• ASSIGNMENT: The answer should consist of every line in the material below that has the word "downtime".

• SOURCE INFORMATION:
---*---
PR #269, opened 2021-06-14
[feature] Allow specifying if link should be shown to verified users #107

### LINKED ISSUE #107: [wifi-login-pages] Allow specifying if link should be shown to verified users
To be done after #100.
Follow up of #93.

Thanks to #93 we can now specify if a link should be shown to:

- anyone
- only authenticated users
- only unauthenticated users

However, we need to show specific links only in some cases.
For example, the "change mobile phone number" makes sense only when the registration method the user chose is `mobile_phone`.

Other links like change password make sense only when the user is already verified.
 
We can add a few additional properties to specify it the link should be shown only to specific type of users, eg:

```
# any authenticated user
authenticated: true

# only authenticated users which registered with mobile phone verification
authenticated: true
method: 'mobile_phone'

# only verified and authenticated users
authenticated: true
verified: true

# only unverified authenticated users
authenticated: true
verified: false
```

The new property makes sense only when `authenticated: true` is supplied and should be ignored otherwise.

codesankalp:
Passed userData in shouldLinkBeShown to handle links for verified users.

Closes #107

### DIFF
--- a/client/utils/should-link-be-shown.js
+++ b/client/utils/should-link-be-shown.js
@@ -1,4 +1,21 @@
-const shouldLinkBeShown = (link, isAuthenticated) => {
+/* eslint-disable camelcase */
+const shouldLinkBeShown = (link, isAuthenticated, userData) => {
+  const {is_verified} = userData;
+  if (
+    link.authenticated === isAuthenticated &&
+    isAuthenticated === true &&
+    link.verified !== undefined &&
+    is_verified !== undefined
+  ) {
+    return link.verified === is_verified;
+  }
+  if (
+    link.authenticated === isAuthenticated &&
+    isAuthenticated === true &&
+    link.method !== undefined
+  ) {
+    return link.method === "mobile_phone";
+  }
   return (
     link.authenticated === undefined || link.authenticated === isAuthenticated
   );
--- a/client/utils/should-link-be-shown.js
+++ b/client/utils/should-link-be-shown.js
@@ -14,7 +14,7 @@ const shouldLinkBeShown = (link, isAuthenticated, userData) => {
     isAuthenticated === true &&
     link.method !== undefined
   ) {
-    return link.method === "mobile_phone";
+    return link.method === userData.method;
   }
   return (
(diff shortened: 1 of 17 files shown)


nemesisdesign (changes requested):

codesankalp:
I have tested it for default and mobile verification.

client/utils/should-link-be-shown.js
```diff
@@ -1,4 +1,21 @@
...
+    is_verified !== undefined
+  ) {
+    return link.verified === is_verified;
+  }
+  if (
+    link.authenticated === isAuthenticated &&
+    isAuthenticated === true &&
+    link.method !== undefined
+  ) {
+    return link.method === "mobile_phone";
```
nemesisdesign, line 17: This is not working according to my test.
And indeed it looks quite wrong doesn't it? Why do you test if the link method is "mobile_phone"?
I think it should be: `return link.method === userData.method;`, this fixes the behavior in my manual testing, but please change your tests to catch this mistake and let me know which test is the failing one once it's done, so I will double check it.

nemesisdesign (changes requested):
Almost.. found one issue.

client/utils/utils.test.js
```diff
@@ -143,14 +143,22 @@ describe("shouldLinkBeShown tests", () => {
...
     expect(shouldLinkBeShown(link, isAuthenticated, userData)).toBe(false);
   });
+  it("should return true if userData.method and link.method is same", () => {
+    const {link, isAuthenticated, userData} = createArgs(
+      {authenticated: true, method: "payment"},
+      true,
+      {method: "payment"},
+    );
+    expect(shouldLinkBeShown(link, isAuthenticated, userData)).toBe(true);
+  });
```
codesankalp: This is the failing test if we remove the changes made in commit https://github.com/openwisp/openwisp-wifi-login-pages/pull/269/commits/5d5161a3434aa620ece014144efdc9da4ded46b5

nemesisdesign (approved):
---*---
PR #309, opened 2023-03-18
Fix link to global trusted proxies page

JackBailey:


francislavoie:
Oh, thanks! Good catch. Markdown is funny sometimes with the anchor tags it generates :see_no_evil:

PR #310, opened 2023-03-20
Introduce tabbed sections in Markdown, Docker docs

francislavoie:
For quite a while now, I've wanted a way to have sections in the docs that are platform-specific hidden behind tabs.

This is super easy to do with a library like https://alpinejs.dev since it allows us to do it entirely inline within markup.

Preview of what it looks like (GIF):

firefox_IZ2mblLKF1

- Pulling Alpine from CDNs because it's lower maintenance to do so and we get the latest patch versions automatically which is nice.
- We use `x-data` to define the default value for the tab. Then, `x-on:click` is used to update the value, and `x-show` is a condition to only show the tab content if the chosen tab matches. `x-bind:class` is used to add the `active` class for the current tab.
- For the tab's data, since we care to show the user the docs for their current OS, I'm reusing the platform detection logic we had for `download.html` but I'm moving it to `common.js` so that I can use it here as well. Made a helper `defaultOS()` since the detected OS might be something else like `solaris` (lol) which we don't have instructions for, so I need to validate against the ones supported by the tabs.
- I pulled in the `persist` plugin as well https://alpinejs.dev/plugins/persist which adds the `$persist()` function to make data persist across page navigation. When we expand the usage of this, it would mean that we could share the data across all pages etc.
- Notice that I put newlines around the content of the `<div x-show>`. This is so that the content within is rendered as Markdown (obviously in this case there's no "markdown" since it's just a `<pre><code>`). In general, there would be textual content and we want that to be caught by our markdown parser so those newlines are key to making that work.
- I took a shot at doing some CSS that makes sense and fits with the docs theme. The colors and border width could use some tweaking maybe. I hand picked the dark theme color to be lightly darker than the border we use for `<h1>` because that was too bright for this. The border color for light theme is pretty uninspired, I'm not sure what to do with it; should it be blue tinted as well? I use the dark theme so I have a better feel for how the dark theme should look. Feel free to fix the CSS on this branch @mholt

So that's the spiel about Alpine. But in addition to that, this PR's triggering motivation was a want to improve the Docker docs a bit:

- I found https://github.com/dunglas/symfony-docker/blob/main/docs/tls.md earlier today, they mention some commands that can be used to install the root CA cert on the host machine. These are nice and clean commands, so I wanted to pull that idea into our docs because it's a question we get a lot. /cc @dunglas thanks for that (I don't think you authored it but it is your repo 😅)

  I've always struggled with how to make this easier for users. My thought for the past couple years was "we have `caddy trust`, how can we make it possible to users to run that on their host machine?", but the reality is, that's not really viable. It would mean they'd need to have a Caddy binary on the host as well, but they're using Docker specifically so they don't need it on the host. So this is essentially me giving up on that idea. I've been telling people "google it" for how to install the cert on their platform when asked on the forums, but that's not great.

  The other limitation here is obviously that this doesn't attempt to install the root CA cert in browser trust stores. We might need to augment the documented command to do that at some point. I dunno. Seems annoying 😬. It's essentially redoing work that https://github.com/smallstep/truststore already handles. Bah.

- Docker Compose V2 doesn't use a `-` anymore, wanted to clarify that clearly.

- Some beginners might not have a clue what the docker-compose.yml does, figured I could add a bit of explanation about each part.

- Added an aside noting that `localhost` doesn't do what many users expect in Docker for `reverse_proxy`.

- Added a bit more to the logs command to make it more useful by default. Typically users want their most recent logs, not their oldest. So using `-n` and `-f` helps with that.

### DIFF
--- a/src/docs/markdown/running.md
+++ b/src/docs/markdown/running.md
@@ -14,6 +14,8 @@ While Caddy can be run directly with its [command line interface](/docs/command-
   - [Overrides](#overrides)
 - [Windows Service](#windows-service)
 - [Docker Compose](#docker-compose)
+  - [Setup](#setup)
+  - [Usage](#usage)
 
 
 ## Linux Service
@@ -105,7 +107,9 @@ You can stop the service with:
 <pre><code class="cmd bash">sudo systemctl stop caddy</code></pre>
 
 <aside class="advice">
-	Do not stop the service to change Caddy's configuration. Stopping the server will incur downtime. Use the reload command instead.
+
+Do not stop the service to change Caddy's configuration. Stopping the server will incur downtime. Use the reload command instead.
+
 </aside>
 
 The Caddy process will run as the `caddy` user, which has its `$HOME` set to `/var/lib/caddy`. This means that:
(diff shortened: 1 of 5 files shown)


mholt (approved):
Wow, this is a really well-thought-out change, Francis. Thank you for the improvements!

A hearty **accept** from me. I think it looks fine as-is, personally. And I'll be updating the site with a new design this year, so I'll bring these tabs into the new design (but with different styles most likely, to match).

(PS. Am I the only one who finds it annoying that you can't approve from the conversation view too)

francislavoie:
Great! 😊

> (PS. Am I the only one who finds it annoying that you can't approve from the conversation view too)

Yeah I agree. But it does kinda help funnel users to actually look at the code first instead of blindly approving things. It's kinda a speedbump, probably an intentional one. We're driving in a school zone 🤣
---*---
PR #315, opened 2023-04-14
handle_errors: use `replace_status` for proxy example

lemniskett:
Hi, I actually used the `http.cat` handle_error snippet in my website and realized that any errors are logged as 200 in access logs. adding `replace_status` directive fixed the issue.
---*---
• YOUR RESPONSE:
-	Do not stop the service to change Caddy's configuration. Stopping the server will incur downtime. Use the reload command instead.
+Do not stop the service to change Caddy's configuration. Stopping the server will incur downtime. Use the reload command instead.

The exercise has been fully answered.